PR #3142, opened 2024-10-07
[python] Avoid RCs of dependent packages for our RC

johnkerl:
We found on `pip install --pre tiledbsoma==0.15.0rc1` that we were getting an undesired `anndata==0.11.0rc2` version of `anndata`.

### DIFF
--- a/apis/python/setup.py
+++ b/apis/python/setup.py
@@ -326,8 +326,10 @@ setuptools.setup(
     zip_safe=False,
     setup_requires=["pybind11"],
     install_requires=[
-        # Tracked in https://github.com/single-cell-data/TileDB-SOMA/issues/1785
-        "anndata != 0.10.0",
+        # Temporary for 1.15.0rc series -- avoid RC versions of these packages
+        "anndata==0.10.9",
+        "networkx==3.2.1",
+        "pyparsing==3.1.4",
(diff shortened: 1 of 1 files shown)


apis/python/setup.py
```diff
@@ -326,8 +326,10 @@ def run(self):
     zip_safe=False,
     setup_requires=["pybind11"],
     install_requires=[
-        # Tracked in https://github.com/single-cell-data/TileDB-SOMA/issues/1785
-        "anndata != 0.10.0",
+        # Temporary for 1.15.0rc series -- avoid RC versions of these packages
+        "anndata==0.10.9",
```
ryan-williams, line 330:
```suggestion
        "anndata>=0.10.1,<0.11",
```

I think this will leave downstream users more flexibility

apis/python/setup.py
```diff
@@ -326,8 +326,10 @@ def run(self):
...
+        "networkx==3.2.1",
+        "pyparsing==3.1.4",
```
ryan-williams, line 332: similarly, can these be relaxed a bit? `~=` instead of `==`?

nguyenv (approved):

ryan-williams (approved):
=======
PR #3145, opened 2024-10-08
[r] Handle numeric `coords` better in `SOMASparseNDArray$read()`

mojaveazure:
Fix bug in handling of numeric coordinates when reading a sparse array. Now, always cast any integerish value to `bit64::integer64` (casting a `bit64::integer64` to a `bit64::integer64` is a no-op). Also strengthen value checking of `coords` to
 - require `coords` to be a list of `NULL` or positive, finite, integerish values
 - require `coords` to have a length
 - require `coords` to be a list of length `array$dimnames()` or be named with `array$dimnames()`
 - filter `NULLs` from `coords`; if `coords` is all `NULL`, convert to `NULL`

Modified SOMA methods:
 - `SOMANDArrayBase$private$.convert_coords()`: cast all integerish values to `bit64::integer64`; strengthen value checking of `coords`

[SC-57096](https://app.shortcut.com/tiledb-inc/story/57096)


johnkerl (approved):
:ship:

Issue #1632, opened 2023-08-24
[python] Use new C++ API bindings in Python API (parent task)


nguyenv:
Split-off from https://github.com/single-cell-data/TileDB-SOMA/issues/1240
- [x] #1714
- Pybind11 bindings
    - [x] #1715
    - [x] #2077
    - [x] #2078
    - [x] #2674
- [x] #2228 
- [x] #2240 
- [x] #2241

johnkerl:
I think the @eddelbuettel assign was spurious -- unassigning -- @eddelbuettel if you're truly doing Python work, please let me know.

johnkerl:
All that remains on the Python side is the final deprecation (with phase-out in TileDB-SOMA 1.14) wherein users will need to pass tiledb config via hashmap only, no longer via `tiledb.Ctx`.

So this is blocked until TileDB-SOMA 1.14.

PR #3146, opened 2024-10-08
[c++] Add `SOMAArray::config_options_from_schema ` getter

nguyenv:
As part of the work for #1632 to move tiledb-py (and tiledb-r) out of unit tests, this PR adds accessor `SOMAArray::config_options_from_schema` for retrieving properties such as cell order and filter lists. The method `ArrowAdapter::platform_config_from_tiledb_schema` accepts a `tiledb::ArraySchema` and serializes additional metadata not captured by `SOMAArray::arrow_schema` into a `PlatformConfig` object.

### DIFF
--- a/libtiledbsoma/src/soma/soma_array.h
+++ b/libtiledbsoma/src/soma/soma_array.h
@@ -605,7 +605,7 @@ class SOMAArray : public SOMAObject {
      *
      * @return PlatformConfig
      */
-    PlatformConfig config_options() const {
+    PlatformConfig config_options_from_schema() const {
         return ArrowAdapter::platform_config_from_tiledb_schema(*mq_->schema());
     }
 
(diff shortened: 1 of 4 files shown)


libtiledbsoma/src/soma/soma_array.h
=======
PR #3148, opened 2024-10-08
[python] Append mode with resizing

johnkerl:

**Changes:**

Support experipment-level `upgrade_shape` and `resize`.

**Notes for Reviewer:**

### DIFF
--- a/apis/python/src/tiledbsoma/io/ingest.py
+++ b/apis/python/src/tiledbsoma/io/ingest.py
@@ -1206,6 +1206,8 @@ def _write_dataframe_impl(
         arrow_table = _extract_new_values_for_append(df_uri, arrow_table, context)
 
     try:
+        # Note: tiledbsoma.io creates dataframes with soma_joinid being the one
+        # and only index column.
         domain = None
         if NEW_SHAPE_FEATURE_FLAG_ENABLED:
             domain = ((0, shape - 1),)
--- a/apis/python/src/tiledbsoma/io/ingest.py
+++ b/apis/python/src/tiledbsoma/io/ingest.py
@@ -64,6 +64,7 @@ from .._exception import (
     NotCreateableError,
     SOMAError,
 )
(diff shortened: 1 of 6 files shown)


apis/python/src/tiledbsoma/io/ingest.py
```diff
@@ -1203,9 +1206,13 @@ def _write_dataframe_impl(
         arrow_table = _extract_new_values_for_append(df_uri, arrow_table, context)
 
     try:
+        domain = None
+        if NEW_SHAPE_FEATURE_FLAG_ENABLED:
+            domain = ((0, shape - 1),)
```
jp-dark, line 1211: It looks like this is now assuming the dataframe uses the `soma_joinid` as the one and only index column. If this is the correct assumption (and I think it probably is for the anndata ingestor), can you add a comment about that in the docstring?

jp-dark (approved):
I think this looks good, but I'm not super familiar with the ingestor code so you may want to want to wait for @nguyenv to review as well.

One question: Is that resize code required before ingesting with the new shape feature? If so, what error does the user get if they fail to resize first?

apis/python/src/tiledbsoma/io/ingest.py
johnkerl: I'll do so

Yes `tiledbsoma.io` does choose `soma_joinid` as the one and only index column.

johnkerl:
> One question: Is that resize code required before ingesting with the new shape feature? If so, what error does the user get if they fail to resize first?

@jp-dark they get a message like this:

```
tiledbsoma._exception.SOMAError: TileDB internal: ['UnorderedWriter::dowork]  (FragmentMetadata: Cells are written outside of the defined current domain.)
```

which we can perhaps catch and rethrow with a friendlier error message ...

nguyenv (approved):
=======
Pull every line with "SOMAError" from the records.

Written reply:
     SOMAError,
tiledbsoma._exception.SOMAError: TileDB internal: ['UnorderedWriter::dowork]  (FragmentMetadata: Cells are written outside of the defined current domain.)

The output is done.